I am trying to write synthesizable code which would allow me to index certain bits from a vector for further manipulation; to be more specific, a wide data vector would be defined as the input of a module:
parameter WIDTH = 4096
input [WIDTH - 1:0] i_dat
then, multiple “masks” are defined to be assigned with the desired bits:
logic [$clog2(WIDTH) - 1:0][WIDTH/2 - 1:0] dat_masks;
In order to make this module parameterizable, the mask extraction is defined as follows:
always_comb
begin
for(int i = 0; i < $clog2(WIDTH); i++)
begin
for(int j = (2**i), k = 0; j < $clog2(WIDTH); j = j + (2**(i + 1)), k = k + (2**i))
begin
dat_masks[i][k +: pwrs_of_2[i]] = i_dat[j +: pwrs_of_2[i]];
end
end
end
As you can see in the snippet above, each mask requires a different width_expr to generate the desired pattern. Because width_expr must be constant, I had defined earlier in the code the following list of constant values:
localparam int pwrs_of_2[10] = '{32'd1, 32'd2, 32'd4, 32'd8, 32'd16, 32'd32, 32'd64, 32'd128, 32'd256, 32'd512};
This way, I was hoping that pwrs_of_2[i] could be interpreted as a constant value in the loop; that doesn’t seem to be the case however. My simulator tool indicates an error saying that “Range width must be constant expression”. My synthesis tool, on the other hand, doesn’t produce any error, but produces the wrong result: pwrs_of_2[i] is always 1.
Does anybody know why pwrs_of_2[i] is not considered a constant value? Any ideas on how to have these different width values referenced by the respective loop iteration?

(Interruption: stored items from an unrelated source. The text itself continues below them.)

PR #2493, opened 2020-05-21
[DEV-5091] Remove old code from move to Elasticsearch

sethstoudenmier:
**Description:**
Following up on the move to Elasticsearch for Advanced Search where code was commented out, this PR removes the old Postgres code and some additional code that was being used by what was commented out and is no longer needed.

**Technical details:**
Fairly straightforward since a lot of the deleted code was commented out. The bulk of non-commented out code that was deleted was used by the Postgres code to determine which matview it would utilize. It was left in place in case we had to re-instate the old Postgres code.

    - [x] Backend
8. [X] Jira Ticket [DEV-5091](https://federal-spending-transparency.atlassian.net/browse/DEV-5091):

```
```


usaspending_api/search/v2/views/spending_by_award.py
```diff
@@ -57,7 +57,7 @@
 from usaspending_api.common.exceptions import UnprocessableEntityException
 from usaspending_api.submissions.models import SubmissionAttributes
 
-logger = logging.getLogger("console")
+logger = logging.getLogger(__name__)
```
tony-sappe, line 60: I expected a lot more could be removed from this file. If this endpoint is completely done using materialized views what is `matview_search_filter_determine_award_matview_model()` used for? Same with all of the non-elasticsearch/non-subaward mappings

usaspending_api/awards/v2/filters/view_selector.py
```diff
@@ -206,88 +206,6 @@ def can_use_view(filters, view_name):
     return True
```
tony-sappe, line 207: I imagine all of the dictionaries defined in `MATVIEW_SELECTOR` can be removed except for the three listed in `recipient_totals()`.

usaspending_api/search/v2/views/spending_by_award.py
sethstoudenmier: Will need to step through the imports some more.

usaspending_api/awards/v2/filters/view_selector.py
sethstoudenmier: Hesitant to remove them from this PR since those matviews are still around as of right now. Was thinking they might be removed as part of removing the old matviews.

tony-sappe: Using that logic, Emily could say "I can't remove these matviews, they are still used by the code!" 😆 

Time-permitting, it would be good to be as aggressive with code removal as possible. Shifting priorities might not leave much more time for this

sethstoudenmier: Touché. Will remove that in my next commit.

emily-brents: I'd agree, seems more in line with removing the matviews, but it should be fine either way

By the way, to further comment on this: by no means I am a SystemVerilog expert, but, in my opinion, I found this concept of a constant width_expr a bit too restrictive as it is (at least based on my experience trying to get around it). What I mean by that is: yes, width_expr should be constant indeed, but it should have to be constatnt “in the scope in which it is being used”. In other words, one should be able to write the previous code like:
always_comb
begin
for(int i = 0; i < $clog2(WIDTH); i++)
begin
for(int j = (2**i), k = 0; j < $clog2(WIDTH); j = j + (2**(i + 1)), k = k + (2**i))
begin
dat_masks[i][k +: 2**i] = i_dat[j +: 2**i];
end
end
end
The reason why I think so is because if one considers a for loop as simply an expression being unfolded into multiple “instances” of it, 2**i could be certainly seen as constant in each iteration of the outermost for loop.
Any feedback on that would be appreciated.